Action item:
Take the lines below beginning at the line that has "PR #3203, opened 2023-01-07" and stopping after the line that has "That the tests", and print them exactly as they are, with no other lines.

Dataset:
-=-=-

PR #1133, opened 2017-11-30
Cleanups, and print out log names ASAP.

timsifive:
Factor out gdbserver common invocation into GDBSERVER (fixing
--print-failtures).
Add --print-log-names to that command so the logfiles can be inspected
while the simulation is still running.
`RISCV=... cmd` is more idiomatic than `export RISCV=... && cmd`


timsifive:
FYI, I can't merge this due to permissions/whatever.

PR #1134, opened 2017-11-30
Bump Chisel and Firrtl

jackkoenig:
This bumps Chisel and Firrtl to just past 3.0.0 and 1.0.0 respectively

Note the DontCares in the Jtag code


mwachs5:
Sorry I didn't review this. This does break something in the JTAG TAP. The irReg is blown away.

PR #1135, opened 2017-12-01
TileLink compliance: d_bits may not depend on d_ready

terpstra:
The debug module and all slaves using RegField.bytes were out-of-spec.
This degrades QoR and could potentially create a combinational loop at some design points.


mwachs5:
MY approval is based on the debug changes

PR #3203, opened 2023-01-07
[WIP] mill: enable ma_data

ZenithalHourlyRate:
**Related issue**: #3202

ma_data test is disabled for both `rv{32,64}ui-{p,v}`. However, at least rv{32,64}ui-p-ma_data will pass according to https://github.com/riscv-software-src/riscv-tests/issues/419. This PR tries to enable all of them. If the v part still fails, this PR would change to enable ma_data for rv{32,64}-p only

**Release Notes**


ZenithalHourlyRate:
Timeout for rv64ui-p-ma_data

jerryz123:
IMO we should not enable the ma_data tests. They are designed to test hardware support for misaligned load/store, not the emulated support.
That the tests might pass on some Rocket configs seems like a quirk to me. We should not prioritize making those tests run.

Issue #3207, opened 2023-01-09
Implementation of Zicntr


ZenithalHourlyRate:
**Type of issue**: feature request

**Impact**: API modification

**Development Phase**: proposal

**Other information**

-=-=-

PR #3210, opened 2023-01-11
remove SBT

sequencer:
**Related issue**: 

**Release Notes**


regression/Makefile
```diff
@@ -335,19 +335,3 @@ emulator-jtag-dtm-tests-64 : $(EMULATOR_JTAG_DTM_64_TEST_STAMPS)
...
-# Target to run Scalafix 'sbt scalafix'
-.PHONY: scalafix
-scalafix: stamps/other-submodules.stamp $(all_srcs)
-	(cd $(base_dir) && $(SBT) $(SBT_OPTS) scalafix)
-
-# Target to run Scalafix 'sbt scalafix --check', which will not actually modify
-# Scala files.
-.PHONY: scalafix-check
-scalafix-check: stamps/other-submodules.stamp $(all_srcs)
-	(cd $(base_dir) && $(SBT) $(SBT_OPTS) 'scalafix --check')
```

-=-=-

Answer below:
PR #3203, opened 2023-01-07
[WIP] mill: enable ma_data

ZenithalHourlyRate:
**Related issue**: #3202

ma_data test is disabled for both `rv{32,64}ui-{p,v}`. However, at least rv{32,64}ui-p-ma_data will pass according to https://github.com/riscv-software-src/riscv-tests/issues/419. This PR tries to enable all of them. If the v part still fails, this PR would change to enable ma_data for rv{32,64}-p only

**Release Notes**


ZenithalHourlyRate:
Timeout for rv64ui-p-ma_data

jerryz123:
IMO we should not enable the ma_data tests. They are designed to test hardware support for misaligned load/store, not the emulated support.
That the tests might pass on some Rocket configs seems like a quirk to me. We should not prioritize making those tests run.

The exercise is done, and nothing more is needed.